PR #818, opened 2016-05-10
use postfwd2

gfa:
I've been testing this for a month, works without problems. 
i've tested new installs and upgrades from 0.17b, the (old) patched version of postgrey doesn't get in the way.
I could try to remove the old patched version of postgrey but i looked to me like an unnecessary risk


JoshData:
This is neat, but it creates far too much in new configuration. Can we simplify it?

PR #821, opened 2016-05-11
Added a pre-backup script to complement post-backup script.

m4rcs:
Sometimes you want to backup files and data that is outside of $HOME. So here you can copy these files or run other backup scripts.


JoshData:
Looks good!

Issue #692, opened 2016-01-31
Indicate matching entries on External DNS page


c0nk:
Make the "External DNS" page verify each entry. Show items matching the real DNS entry exactly in green (like the status page).

bronson:
appears related to #649

Issue #649, opened 2016-01-02
Inform Users if any DNS Record has changed (so that External DNS are informed)


aspdye:

JoshData:
You can use `management/dns_update.py --dump` or reverse-engineer the control panel's API to get the records, and then do your own diff.

bronson:
Personally, I'd rather the system status checks ensure that each individual record is set correctly and email you if not.  Seems simpler and easier to use (?)

aspdye:
Yes. We should definitly take a look about all the Records and not (only) about using the Nameservers.

JoshData:
The status checks are already checking a handful of records, so checking more (SPF etc.) sounds good to me.

bronson:
Currently the status page checks all A and MX records.  It doesn't check:

- SPF and DMARC for every domain name, including nameservers
- DKIM, caldav and carddav for every domain receiving mail

Once those are added, I think the status page will be checking all DNS configuration.  Can't promise anything but I'll attempt it next.

bronson:
Also TXT records set by the user.

bronson:
OK, I think this fix ready to go.  #955, #956, #957, and #958 are independent fixes that work together to solve this issue.

Tell me if there's anything I can correct!  Would like to use these on my domains.

Issue #907, opened 2016-08-14
DNS checks not parsing :: in IPV6 addresses correctly


StartersOrders:
v0.19 appears to not see the RFC1924'd addresses as the same, e.g.:

1111:2222:3333:0:aaaa:bbbb:cccc:dddd
1111:2222:3333::aaaa:bbbb:cccc:dddd

Are detected as different addresses.

Jonchun:
I think this should do it:

#1052

sdukhovni:
#1052 fixes the check for the primary box.example.com domain, but not the ones for example.com or www.example.com. I'm still getting errors on those checks on v0.23a because the IPv6 addresses aren't normalized properly.

yodax:
Are you able to check if this patch works? I can't reproduce it.

```
diff --git a/management/status_checks.py b/management/status_checks.py
index 42fc876..3ee1c12 100755
--- a/management/status_checks.py
+++ b/management/status_checks.py
@@ -640,7 +640,7 @@ def check_web_domain(domain, rounded_time, ssl_certificates, env, output):
                for (rtype, expected) in (("A", env['PUBLIC_IP']), ("AAAA", env.get('PUBLIC_IPV6'))):
                        if not expected: continue # IPv6 is not configured
                        value = query_dns(domain, rtype)
-                       if value == expected:
+                       if normalize_ip(value) == normalize_ip(expected):
                                ok_values.append(value)
                        else:
                                output.print_error("""This domain should resolve to your box's IP address (%s %s) if you would like the box to serve
```

geekafy:
Thanks @yodax, this solved the issue for me!!! 

Had to reboot the server for it to take effect.

Now all IPv6 checks are good! :-)

JoshData:
Should be fixed by the PR merged above.

PR #955, opened 2016-09-30
add SPF and DMARC records to the DNS status checks

bronson:
This is the first in a series of patches to ensure every DNS record gets checked.
- SPF and DMARC (#955, this one)
- DKIM (#956)
- caldav and carddav (#957)
- Custom user-set records (#958)

Once all those are in, #649 might be considered fixed.  And maybe #692 as well.


JoshData:
Hey,

So counter-intuitively, I'd actually like you to put your PRs together. If a box has everything configured correctly, we should only need to add approximately one more status line for each domain that says something like "SPF, DMARC, DKIM, SRV, and custom DNS records are all present." These records will basically _always_ be correct when not using external DNS, and since that's the recommended use case, the checks shouldn't be overly verbose in that use case.

bronson:
Ha, sure.  I'll see how much I can scrunch 'em down without making the code too weird.

bronson:
You don't mind seeing a bunch of separate warnings if they fail though?

x &nbsp; Domain's DKIM record should be set to [mail._domainkey.u32.net ↦ v=DKIM1; k=rsa; s=email; 
   p=NIGHTMARE
x &nbsp; Domain's SPF TXT record should be set to [u32.net ↦ "v=spf1 mx -all"]
x &nbsp; Domain's DMARC TXT record should be set to [_dmarc.u32.net ↦ "v=DMARC1; p=quarantine"]
x &nbsp; Domain's caldav record should be set to [ blah ]
x &nbsp; Domain's carddav record should be set to [ blah2 ]

bronson:
OK, hope this is better.

If all records are valid, we add two lines to each domain (3rd line and 6th line):

```
example.u32.net
===========
✓  Domain's email is directed to this domain. [example.u32.net ↦ 10 int.u32.net]
✓  Domain is not blacklisted by dbl.spamhaus.org.
✓  Domain's DKIM, caldav, and carddav records are set correctly.
✓  Domain resolves to this box's IP address. [example.u32.net ↦ 173.233.67.174]
✓  TLS (SSL) certificate is signed & valid. The certificate expires in 31 days on 11/06/16.
✓  Domain's SPF and DMARC records are set up correctly.
```

I could combine them, but then the code would start getting getting pretty complex.  Maybe this is good enough.


I'm still putting custom records in their own section:

```
Custom
======
✓  Custom TXT record is set correctly. [u32.net ↦ google-site-verification=blablabla]
✓  Custom A record is set correctly. [property-staging.u32.net ↦ 45.33.39.127]
```

Tell me if there's anything else you'd like to see.

management/status_checks.py
```diff
@@ -314,6 +314,20 @@ def run_domain_checks(rounded_time, env, output, pool):
...
 
+	run_custom_domain_checks(env, output)
+
+def run_custom_domain_checks(env, output):
+	header_pending = True
+	for qname, rtype, value in get_custom_dns_config(env):
+		if header_pending:
+			output.add_heading("Custom")
+			header_pending = False
+		result = query_dns(qname, rtype).replace('" "', '')
```
JoshData: `.replace('" "', '')` is only sensible for TXT records. query_dns should normalize the value in some sensible way prior to returning it, if necessary. #907 is related.

management/status_checks.py
```diff
@@ -314,6 +314,20 @@ def run_domain_checks(rounded_time, env, output, pool):
...
+		if value == result or '"' + value + '"' in result:
```
JoshData: Not sure what the part after the `or` is doing.

management/status_checks.py
```diff
@@ -314,6 +314,20 @@ def run_domain_checks(rounded_time, env, output, pool):
...
+			output.print_ok("Custom %s record is set correctly. [%s ↦ %s]" % (rtype, qname, value))
+		else:
+			output.print_warning("Custom %s record should be set to [%s ↦ %s]" % (rtype, qname, value))
+
```
JoshData: "Custom %s record does not match value in public DNS." ("should" shouldn't be used here - it's the user's record to figure out)

management/status_checks.py
```diff
@@ -344,6 +358,9 @@ def run_domain_checks_on_domain(domain, rounded_time, env, dns_domains, dns_zone
 	if domain in dns_domains:
 		check_dns_zone_suggestions(domain, env, output, dns_zonefiles, domains_with_a_records)
 
+	if check_deliverability_domain(domain, domain in mail_domains, env, output):
```
JoshData: "check_domain_dns_records"

management/status_checks.py
```diff
@@ -404,6 +421,10 @@ def check_primary_hostname_dns(domain, env, output, dns_domains, dns_zonefiles):
 		output.print_error("""Your box's reverse DNS is currently %s (IPv4) and %s (IPv6), but it should be %s. Your ISP or cloud provider will have instructions
 			on setting up reverse DNS for your box.""" % (existing_rdns_v4, existing_rdns_v6, domain) )
 
+	# ensure our nameservers aren't deliverable
+	if check_deliverability_domain('ns1.' + domain, False, env, output) and check_deliverability_domain('ns2.' + domain, False, env, output):
```
JoshData: "ns2" is a configurable value, I think, so we have to see what the secondary NS actually is. Also I'd prefer to have this structured as a for loop so that the call isn't repeated (in code).

management/status_checks.py
```diff
@@ -620,6 +641,34 @@ def check_mail_domain(domain, env, output):
...
+		if check_dkim_domain(domain, env, output) and check_dav_domain("cal", domain, env, output) and check_dav_domain("card", domain, env, output):
+			output.print_ok("Domain's DKIM, caldav, and carddav records are set correctly.")
+
+def check_dkim_domain(domain, env, output):
+	# ensure the DKIM keys are correct for this domain
+	dkim_domain = 'mail._domainkey.' + domain
+	m, val = retrieve_dkim_record(env)
+	# it appears dnspython doesn't join long lines so we'll do it with a replace statement
+	# https://github.com/rthalley/dnspython/blob/master/dns/rdtypes/txtbase.py#L42
+	dkim = query_dns(dkim_domain, "TXT").replace('" "', '')
```
JoshData: Same as above about normalizing DNS records.

management/status_checks.py
```diff
@@ -620,6 +641,34 @@ def check_mail_domain(domain, env, output):
...
+	if dkim == '"' + val + '"':
+		return True
+	else:
+		output.print_warning("Domain's DKIM record is not set to [%s ↦ %s]" % (dkim_domain, val))
+
+def check_dav_domain(dav, domain, env, output):
```
JoshData: "check_dav_srv_records"

management/status_checks.py
```diff
@@ -646,6 +695,27 @@ def check_web_domain(domain, rounded_time, ssl_certificates, env, output):
 	# website for also needs a signed certificate.
 	check_ssl_cert(domain, rounded_time, ssl_certificates, env, output)
 
+def check_deliverability_domain(domain, deliverable, env, output):
+	result = True  # returns True if everything is set up OK
+	action = 'allow' if deliverable else 'prevent'
+
+	# Ensure the SPF record for this domain either allows or prevents email
+	expected = "\"v=spf1 %s-all\"" % ('mx ' if deliverable else '')
+	values = query_dns(domain, "TXT").split('; ')
```
JoshData: Let's modify query_dns to return the answers as a list rather than having to split them.

management/status_checks.py
```diff
@@ -646,6 +695,27 @@ def check_web_domain(domain, rounded_time, ssl_certificates, env, output):
...
+		result = False
+
+	# ensure the DMARC record specifies the correct action
+	dmarc_domain = '_dmarc.' + domain
+	values = query_dns(dmarc_domain, "TXT")
+	expected = "\"v=DMARC1; p=%s\"" % ('quarantine' if deliverable else 'reject')
+	if expected != values:
+		output.print_warning("This domain should %s mail delivery by setting a DMARC record. [%s ↦ %s]" % (action, dmarc_domain, expected))
+		result = False
+
```
JoshData: Why not put the DKIM and SRV records in here too and check all four in one shot?

management/status_checks.py
```diff
@@ -314,6 +314,20 @@ def run_domain_checks(rounded_time, env, output, pool):
 	for domain in sort_domains(ret, env):
 		ret[domain].playback(output)
 
+	run_custom_domain_checks(env, output)
+
+def run_custom_domain_checks(env, output):
```
JoshData: Also I think this would make more sense to users if it is per-domain and included in each domain's section, maybe? (Maybe not for domains but for zones, actually.)

bronson: Yeah, I wondered about that myself.  I'll split it into its own PR.

management/status_checks.py
bronson: If the return value is a single string, it won't be quoted.  If it's part of a list, it'll be surrounded in double quotes.

So, we match if either:
* value == result
* '"{value}"' in result

I suppose I could put that into a function to make it clearer.

management/status_checks.py
bronson: OK.  I think that'll be reasonably large, probably do it in a separate PR.

management/status_checks.py
bronson: because result is a list and value is a string...  == wouldn't work in that case, right?

I'm not a Python programmer so I'm happy to hear where my style is lacking!

JoshData: If you're using `replace`, it must be a string and not a list?

bronson: Well that's true.  Hm, I'll look at that again.

PR #956, opened 2016-10-01
add DKIM records to the DNS status checks

bronson:
This is the next step in the fix for #649.  Previous PR is #955.

Not real happy to use `.replace('" "', '')` to join the string back together but I don't see dnspython offering a better alternative...?


bronson:
Merged into #955

PR #957, opened 2016-10-01
add caldav and carddav records to DNS status checks

bronson:
This is the next step in the fix for #649. Previous PRs are #955 and #956.


bronson:
Merged into #955

PR #958, opened 2016-10-01
add custom DNS records to DNS status checks

bronson:
This is hopefully the final step in the fix for #649. Previous PRs are #955, #956, and #957.


bronson:
Merged into #955

PR #959, opened 2016-10-01
avoid specifying the domain's current value in DNS status checks

bronson:
I'm receiving tons of Status Checks Change Notice emails, one per day.  (they add up!)

I have a domain being served on Google Pages, with Google's high-avail DNS.  The IP changes many times per day.  Unfortunately, Mail-in-a-Box notices every change, and sends me a warning.

If MiaB didn't specify the new IP address in the warning, then it won't notice that anything has changed, and my inbox would be a lot quieter.

This PR is a suggestion...  Maybe there's a more elegant way to fix this?

&nbsp;

#### Example:

www.quietmtn.org -- Previously: 
= ============================== 
✖  This domain should resolve to your box's IP address (A 173.233.67.174) if you would like the box to serve webmail or a website on this domain. The domain currently resolves to 209.85.232.121 in public DNS. It may take several hours for public DNS to update after a change. This problem may result from other issues listed here.

www.quietmtn.org -- Currently: 
= ============================= 
✖  This domain should resolve to your box's IP address (A 173.233.67.174) if you would like the box to serve webmail or a website on this domain. The domain currently resolves to 173.194.207.121 in public DNS. It may take several hours for public DNS to update after a change. This problem may result from other issues listed here.

### DIFF
--- a/management/status_checks.py
+++ b/management/status_checks.py
@@ -633,8 +633,8 @@ def check_web_domain(domain, rounded_time, ssl_certificates, env, output):
 				ok_values.append(value)
 			else:
 				output.print_error("""This domain should resolve to your box's IP address (%s %s) if you would like the box to serve
-					webmail or a website on this domain. The domain currently resolves to %s in public DNS. It may take several hours for
-					public DNS to update after a change. This problem may result from other issues listed here.""" % (rtype, expected, value))
+					webmail or a website on this domain. It may take several hours for public DNS to update after a change.
+					This problem may result from other issues listed here.""" % (rtype, expected))
 				return
 
 		# If both A and AAAA are correct...


JoshData:
Deleting helpful information for everyone else is not the way to fix this. Let's lump this in with #404.

bronson:
Makes sense even though I don't see this info as particularly helpful.  :)

I can't get my head around what they're asking for in #404...  I think I'm technically able to write that PR, except that everybody is asking for something a little different.  I could add a checkbox to turn off all DNS checks entirely but that would be crazy!

I'm not sure #404 is going to be solved any time soon so, for now, I'll solve this with a mail filter.

PR #960, opened 2016-10-01
Add mabola skin and ThreeCol layout plugin

v60fan:
Mabola skin: there are no releases or tags in the mabola repo, so have cloned the master
Threecol plugin: the v0.4 release doesn't properly allow Preview Pane location to be set, but the master does

A bit strange to me that adding $rcmail_config['plugins'] is required, but this is what allows it to work

### DIFF
--- a/setup/webmail.sh
+++ b/setup/webmail.sh
@@ -68,6 +68,12 @@ if [ $needs_update == 1 ]; then
 	# install roundcube html5_notifier plugin
 	git_clone https://github.com/kitist/html5_notifier.git $HTML5_NOTIFIER_VERSION '' /usr/local/lib/roundcubemail/plugins/html5_notifier
 
+	# install roundcube threecol plugin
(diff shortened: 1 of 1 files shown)


kimusan:
I just added it to the normal array of plugins in $config and that worked for me.

n3storm:
Hi, Mabola developer here. First, thanks for adding Mabola to your distribution.
We have updated README with installation instructions and also referenced Mabola Blue variation (inherits from Mabola, so both should be installed)

Do not hesitate to create issues for us if you find any bugs.

n3storm:
Cloning master is ok, we will never bring up to master non tested fixes.

cromulus:
My hunch is that it is better to pull against a specific commit, as opposed to HEAD simply for reproducibility, especially if master is comprised of essentially releases, as indicated by @n3storm.

Issue #327, opened 2015-02-17
Error: Something went wrong, sorry


tuck3r:
I ran the installer, and upon loading up the System Status Check I received the error "Error: Something went wrong, sorry". There isn't an error number or anything.

So I looked around at some forums and tried:
>tail -f /var/log/syslog

Which output:
>Feb 16 20:39:54 box Exception on /system/status [POST]#012Traceback (most recent call last):#012  File "/usr/lib/python3/dist-packages/flask/app.py", line 1817, in wsgi_app#012    response = self.full_dispatch_request()#012  File "/usr/lib/python3/dist-packages/flask/app.py", line 1477, in full_dispatch_request#012    rv = self.handle_user_exception(e)#012  File "/usr/lib/python3/dist-packages/flask/app.py", line 1381, in handle_user_exception#012    reraise(exc_type, exc_value, tb)#012  File "/usr/lib/python3/dist-packages/flask/_compat.py", line 33, in reraise#012    raise value#012  File "/usr/lib/python3/dist-packages/flask/app.py", line 1475, in full_dispatch_request#012    rv = self.dispatch_request()#012  File "/usr/lib/python3/dist-packages/flask/app.py", line 1461, in dispatch_request#012    return self.view_functions[rule.endpoint](**req.view_args)#012  File "/usr/local/bin/mailinabox-daemon", line 35, in newview#012    return viewfunc(*args, **kwargs)#012  File "/usr/local/bin/mailinabox-daemon", line 298, in system_status#012    run_checks(env, output)#012  File "/root/mailinabox/management/status_checks.py", line 22, in run_checks#012    shell('check_call', ["/usr/sbin/rndc", "flush"])#012  File "/root/mailinabox/management/utils.py", line 149, in shell#012    ret = getattr(subprocess, method)(cmd_args, **kwargs)#012  File "/usr/lib/python3.4/subprocess.py", line 557, in check_call#012    raise CalledProcessError(retcode, cmd)#012subprocess.CalledProcessError: Command '['/usr/sbin/rndc', 'flush']' returned non-zero exit status 1

edit: I just loaded up the site.com/mail and.. everything seems to be working. I sent a test message, and it came through. The only thing that seems to be failing.. is the status tests.

JoshData:
Try running `management/status_checks.py` from the command line and see if there's more helpful output?

tuck3r:
I went ahead and ran that from ~/mailinabox/ and I received:
[...]

PR #961, opened 2016-10-02
Fix status checks for ufw when the system doesn't support iptables

yodax:
Fix for a separate issue reported here: https://github.com/mail-in-a-box/mailinabox/issues/327#issuecomment-250951339 

If the system doesn't support iptables, the status checks fail.

If the call to ufw fails this change will report this error:

```
The firewall is probably disabled on this machine. An error was received while trying to check the firewall.
```

@JoshData would you mind checking the phrasing/content of the message?

### DIFF
--- a/CHANGELOG.md
+++ b/CHANGELOG.md
@@ -7,6 +7,7 @@ In Development
 Control panel:
 
 * Remove recommendations for Certificate Providers
+* Status checks failed if the system doesn't support iptables
 
 v0.20 (September 23, 2016)
 --------------------------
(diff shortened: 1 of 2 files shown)


JoshData:
Thanks.

"Disabled" isn't the best word here because it could be understood to mean that the firewall has been deliberately turned off (but it's actually that the machine's kernel setup is not fully configured). But I'm not sure how to phrase it better.

It also leaves the user wondering what the problem is with no route to figuring it out.

yodax:
I came up with:

```
The firewall is not working on this machine. An error was received while trying to check the firewall. To investigate run 'sudo ufw status'.
```
Related to this, what is your opinion on merging my own PR's? In this case I need some feedback, but once that is resolved do I:

- Merge it myself
- Merge the branch into master and close the PR (This loses the reference to the discussion)
- Let you do the merge

JoshData:
In general let's wait for me to say "OK" (then feel free to merge) or I'll merge it myself.

Issue #967, opened 2016-10-07
Headers in attached emails modified


stan3:
We occasionally need to forward emails as attachments and I've find their headers changed according to the /etc/postfix/outgoing_mail_header_filters file.  It appears I can stop this behaviour by setting nested_header_checks.

It this desired behaviour or can it be considered a bug?  If so I will attempt a PR.

JoshData:
It's not intentional - let's fix it.

bronson:
@stan3, just curious: what header rewrite was causing you trouble?  Scrubbing the first line in the most recent Received header?

random notes follow...

It looks like the header checks are trying to prevent your internal details (like LAN IP address, mail user agents, etc) from leaking out to the world.

If you're running MiaB, there's very little in there to worry about.  The IP addresses in the Received header will all be public knowledge, and there won't be any User-Agent or similar headers.

Turning them off, especially for nested messages, seems like no big deal.

stan3:
@bronson Scrubbing of any of the Received headers really, if you're trying to forward to an abuse@ address or when receiving from others to troubleshoot spamassassin rules.

PR #972, opened 2016-10-10
disable nested header checks (#967)

stan3:
fix for #967


JoshData:
Just add something to the comment above it explaining the purpose of the new directive, please.

JoshData:
Add an entry to the changelog too please?

JoshData:
Thanks!

PR #974, opened 2016-10-13
sshfp records from nonstandard ports

rxcomm:
If port 22 is not open, dns_update.py will not create SSHFP records
because it only scans port 22 for keys. This commit modifies
dns_update.py to parse the sshd_config file for open ports, and
then obtains keys from one of them (even if port 22 is not open).

### DIFF
--- a/management/dns_update.py
+++ b/management/dns_update.py
@@ -348,7 +348,18 @@ def build_sshfp_records():
 	# like the known_hosts file: hostname, keytype, fingerprint. The order
 	# of the output is arbitrary, so sort it to prevent spurrious updates
 	# to the zone file (that trigger bumping the serial number).
-	keys = shell("check_output", ["ssh-keyscan", "localhost"])
+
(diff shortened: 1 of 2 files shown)


management/dns_update.py
```diff
@@ -348,7 +348,18 @@ def build_sshfp_records():
...
 	# to the zone file (that trigger bumping the serial number).
-	keys = shell("check_output", ["ssh-keyscan", "localhost"])
+
+	# scan the sshd_config and find the ssh ports (port 22 may be closed)
+	with open('/etc/ssh/sshd_config', 'r') as f:
+		ports = []
+		t = f.readlines()
+		for line in t:
+			s = line.split()
+			if s != [] and s[0] == 'Port':
```
JoshData: This should test `len(s) == 2`. (Otherwise it could crash.)

JoshData:
Also please add an entry to the changelog. After that I'll merge. Thanks.

JoshData:
Typo: `no-standard` => `non-standard`.

PR #975, opened 2016-10-13
Add TLSA to the list of allowed custom records

rxcomm:
This commit allows custom TLSA records to be added to the
managed domains. Since the criteria for the primary domain TLSA
record is 3 1 1 and the default key for all certificates is the
same one, the same TLSA record generated for the primary domain
will work for all managed domains.

Note that this commit does not modify the custom DNS configuration
page. It only permits TLSA records to be added. Currently the only
way to do that is by manually editing the custom.yaml file in
/home/user-data/dns.


JoshData:
I'd rather combine this with some validation to make it difficult for setting a custom record to break `nsd` completely.

rxcomm:
Doing this with custom dns records is probably a bad idea on my part. Perhaps the best thing is to move the call to build_tlsa_record() for _443._tcp out of the primary hostname section of dns_update.py. If you agree, go ahead and close this one and I'll see if I can come up with something along those lines.

MiaB is fantastic, BTW!

JoshData:
Thanks.

Closing issues and deleting code are two of my favorite things, so happy to close.

PR #894, opened 2016-07-27
update to ownCloud 9.1.1 (with intermediate upgrades)

yodax:
This PR upgrades owncloud to 9.1.0.

When upgrading owncloud you can't skip a minor version, this PR will upgrade from 8 to 9 to 9.1.

After going to 9 we need to migrate the existing contacts and calendars. This has to be done when you're at version 9, otherwise the option (and storage) is removed when upgrading to version 9.1. (Yes really, you will lose data)

When upgrading to 9, memcached doesn't seem to work. I have moved to the recommend (by Owncloud) APC method of caching. (memcached doesn't work well with file locking according to owcloud). This has to be done before the migrations and occ command line upgrades, otherwise these will fail.

We can't install the contacts/calendar app from github any more. These now need to be build, to do that you need npm, etc. Which we could install, but owncloud also supply packages. So I install directly from these packages.

I have tested this by upgrading many times from 8.2.3 to 9.1.0. I have tested:

- [X] Files 
- [X] Calendars and contacts in the Web UI, Z-Push and DAV

The tests have been done on iOS with z-push and on macOS with Calendar and Contacts.

Even though I tried to test this quite thoroughly, I think more people should test this on a system for which they have backups or do not care about.

What I did to test this was copy /usr/local/lib/owncloud to ~/owncloud-lib and /home/user-data/owncloud. If you then run this script:
```
#!/bin/bash
rm -rf /home/user-data/owncloud/ && cp -r ~/owncloud /home/user-data/ && rm -rf /usr/local/lib/owncloud/ && cp -r ~/owncloud-lib/ /usr/local/lib/owncloud
chmod 750 /usr/local/lib/owncloud/{apps,config}

STORAGE_ROOT=/home/user-data
ln -sf $STORAGE_ROOT/owncloud/config.php /usr/local/lib/owncloud/config/config.php
chown -f -R www-data.www-data $STORAGE_ROOT/owncloud /usr/local/lib/owncloud
chown www-data.www-data $STORAGE_ROOT/owncloud/config.php
```
And after the script rerun the setup/owncloud.sh from the master branch. This will restore everything to 8.2.3. Then checkout this branch and run the setup.

PR #983, opened 2016-10-19
Check if apc is disabled during ownCloud setup, if so enable it

yodax:
I was able to reproduce the [issue](https://github.com/mail-in-a-box/mailinabox/pull/894#issuecomment-254712452) reported in the ownCloud 9.1.1 PR. If I change my config to disable apc, I get the same error message. Running the setup with this PR fixes the problem.

I check if it is explicitly disabled otherwise I do nothing, it might be enabled somewhere else.

### DIFF
--- a/setup/owncloud.sh
+++ b/setup/owncloud.sh
@@ -281,6 +281,12 @@ tools/editconf.py /etc/php5/fpm/php.ini -c ';' \
 	max_execution_time=600 \
 	short_open_tag=On
 
+# If apc is explicitly disabled we need to enable it
+if grep -q apc.enabled=0 /etc/php5/mods-available/apcu.ini; then
+	tools/editconf.py /etc/php5/mods-available/apcu.ini -c ';' \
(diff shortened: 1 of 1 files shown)


JoshData:
editconf is idempotent so it should be safe to use it without the if block around it?

yodax:
I put the if block there because the setting can be enabled in more than one place. My original config file didn't contain the setting. It is in another file.

JoshData:
I don't understand....

yodax:
This option can be set in 2 places;

- /etc/php5/mods-available/apcu.ini
- /etc/php5/fpm/php.ini

I didn't want to build an option that sets it in both locations, just remove the explicit disable from the modules configuration. That's not the place where I would normally enable the setting. It is enabled by default. To enable it for fpm I would set it in that ini. 

I don't think it will hurt to remove the if block, I just think it isn't pretty to do that.

JoshData:
Ahhha. Makes sense.

PR #2491, opened 2025-03-27
Fix missing PUBLIC_IPV6 in test for whether custom AAAA record blocks SSL certificate generation

zacuke:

++++++++++++++++++++

Required work = Which of the lines in the data hold the string "append"? Report each of them by copying it.

Task response =
                                ok_values.append(value)
 				ok_values.append(value)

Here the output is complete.